Exercise objective
The answer must be the full set of records, repeated exactly.

===============

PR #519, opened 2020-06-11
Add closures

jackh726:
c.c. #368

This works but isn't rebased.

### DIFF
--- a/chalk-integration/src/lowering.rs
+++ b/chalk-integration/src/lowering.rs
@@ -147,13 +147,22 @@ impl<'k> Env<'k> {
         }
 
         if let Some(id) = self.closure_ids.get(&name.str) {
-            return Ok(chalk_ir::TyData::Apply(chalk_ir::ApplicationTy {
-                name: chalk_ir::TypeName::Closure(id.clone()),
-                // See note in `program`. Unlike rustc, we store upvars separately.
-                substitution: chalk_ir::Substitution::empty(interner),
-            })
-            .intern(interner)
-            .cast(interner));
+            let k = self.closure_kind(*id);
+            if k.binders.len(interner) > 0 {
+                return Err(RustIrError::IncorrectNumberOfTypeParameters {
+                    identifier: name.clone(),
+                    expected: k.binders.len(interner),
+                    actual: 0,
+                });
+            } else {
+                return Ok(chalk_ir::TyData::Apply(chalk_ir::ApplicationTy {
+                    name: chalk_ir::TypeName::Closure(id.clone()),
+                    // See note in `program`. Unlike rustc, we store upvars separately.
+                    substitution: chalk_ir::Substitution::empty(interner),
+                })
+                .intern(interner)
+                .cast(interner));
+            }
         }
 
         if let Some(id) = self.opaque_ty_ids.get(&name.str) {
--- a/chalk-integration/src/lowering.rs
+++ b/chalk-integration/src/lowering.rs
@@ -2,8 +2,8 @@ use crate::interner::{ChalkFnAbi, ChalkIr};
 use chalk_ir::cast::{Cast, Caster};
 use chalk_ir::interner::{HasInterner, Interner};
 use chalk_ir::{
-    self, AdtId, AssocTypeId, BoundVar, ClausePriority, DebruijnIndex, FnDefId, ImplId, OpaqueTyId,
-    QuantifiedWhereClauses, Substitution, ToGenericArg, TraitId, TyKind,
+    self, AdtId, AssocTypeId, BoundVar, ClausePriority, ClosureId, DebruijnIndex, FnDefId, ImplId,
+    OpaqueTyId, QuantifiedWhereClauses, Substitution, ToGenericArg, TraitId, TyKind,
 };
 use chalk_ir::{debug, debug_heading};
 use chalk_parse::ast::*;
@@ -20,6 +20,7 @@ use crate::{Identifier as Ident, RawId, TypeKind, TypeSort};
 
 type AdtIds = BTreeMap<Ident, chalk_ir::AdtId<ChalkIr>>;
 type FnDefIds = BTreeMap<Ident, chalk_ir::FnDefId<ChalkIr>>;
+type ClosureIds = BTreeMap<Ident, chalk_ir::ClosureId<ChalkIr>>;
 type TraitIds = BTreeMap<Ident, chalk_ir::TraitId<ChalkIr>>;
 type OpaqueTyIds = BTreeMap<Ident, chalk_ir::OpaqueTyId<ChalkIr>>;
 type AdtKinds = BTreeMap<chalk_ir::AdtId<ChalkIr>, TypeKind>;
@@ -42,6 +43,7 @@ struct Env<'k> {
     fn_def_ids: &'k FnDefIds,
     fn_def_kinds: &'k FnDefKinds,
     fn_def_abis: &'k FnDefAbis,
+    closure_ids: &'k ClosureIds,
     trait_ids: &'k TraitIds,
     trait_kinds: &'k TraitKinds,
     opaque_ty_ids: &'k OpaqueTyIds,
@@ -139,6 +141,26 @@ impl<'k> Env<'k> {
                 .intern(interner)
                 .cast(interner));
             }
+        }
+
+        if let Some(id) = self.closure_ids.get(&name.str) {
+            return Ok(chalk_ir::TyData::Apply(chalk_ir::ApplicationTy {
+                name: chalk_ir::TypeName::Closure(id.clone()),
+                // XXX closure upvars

===============

Written response
PR #519, opened 2020-06-11
Add closures

jackh726:
c.c. #368

This works but isn't rebased.

### DIFF
--- a/chalk-integration/src/lowering.rs
+++ b/chalk-integration/src/lowering.rs
@@ -147,13 +147,22 @@ impl<'k> Env<'k> {
         }
 
         if let Some(id) = self.closure_ids.get(&name.str) {
-            return Ok(chalk_ir::TyData::Apply(chalk_ir::ApplicationTy {
-                name: chalk_ir::TypeName::Closure(id.clone()),
-                // See note in `program`. Unlike rustc, we store upvars separately.
-                substitution: chalk_ir::Substitution::empty(interner),
-            })
-            .intern(interner)
-            .cast(interner));
+            let k = self.closure_kind(*id);
+            if k.binders.len(interner) > 0 {
+                return Err(RustIrError::IncorrectNumberOfTypeParameters {
+                    identifier: name.clone(),
+                    expected: k.binders.len(interner),
+                    actual: 0,
+                });
+            } else {
+                return Ok(chalk_ir::TyData::Apply(chalk_ir::ApplicationTy {
+                    name: chalk_ir::TypeName::Closure(id.clone()),
+                    // See note in `program`. Unlike rustc, we store upvars separately.
+                    substitution: chalk_ir::Substitution::empty(interner),
+                })
+                .intern(interner)
+                .cast(interner));
+            }
         }
 
         if let Some(id) = self.opaque_ty_ids.get(&name.str) {
--- a/chalk-integration/src/lowering.rs
+++ b/chalk-integration/src/lowering.rs
@@ -2,8 +2,8 @@ use crate::interner::{ChalkFnAbi, ChalkIr};
 use chalk_ir::cast::{Cast, Caster};
 use chalk_ir::interner::{HasInterner, Interner};
 use chalk_ir::{
-    self, AdtId, AssocTypeId, BoundVar, ClausePriority, DebruijnIndex, FnDefId, ImplId, OpaqueTyId,
-    QuantifiedWhereClauses, Substitution, ToGenericArg, TraitId, TyKind,
+    self, AdtId, AssocTypeId, BoundVar, ClausePriority, ClosureId, DebruijnIndex, FnDefId, ImplId,
+    OpaqueTyId, QuantifiedWhereClauses, Substitution, ToGenericArg, TraitId, TyKind,
 };
 use chalk_ir::{debug, debug_heading};
 use chalk_parse::ast::*;
@@ -20,6 +20,7 @@ use crate::{Identifier as Ident, RawId, TypeKind, TypeSort};
 
 type AdtIds = BTreeMap<Ident, chalk_ir::AdtId<ChalkIr>>;
 type FnDefIds = BTreeMap<Ident, chalk_ir::FnDefId<ChalkIr>>;
+type ClosureIds = BTreeMap<Ident, chalk_ir::ClosureId<ChalkIr>>;
 type TraitIds = BTreeMap<Ident, chalk_ir::TraitId<ChalkIr>>;
 type OpaqueTyIds = BTreeMap<Ident, chalk_ir::OpaqueTyId<ChalkIr>>;
 type AdtKinds = BTreeMap<chalk_ir::AdtId<ChalkIr>, TypeKind>;
@@ -42,6 +43,7 @@ struct Env<'k> {
     fn_def_ids: &'k FnDefIds,
     fn_def_kinds: &'k FnDefKinds,
     fn_def_abis: &'k FnDefAbis,
+    closure_ids: &'k ClosureIds,
     trait_ids: &'k TraitIds,
     trait_kinds: &'k TraitKinds,
     opaque_ty_ids: &'k OpaqueTyIds,
@@ -139,6 +141,26 @@ impl<'k> Env<'k> {
                 .intern(interner)
                 .cast(interner));
             }
+        }
+
+        if let Some(id) = self.closure_ids.get(&name.str) {
+            return Ok(chalk_ir::TyData::Apply(chalk_ir::ApplicationTy {
+                name: chalk_ir::TypeName::Closure(id.clone()),
+                // XXX closure upvars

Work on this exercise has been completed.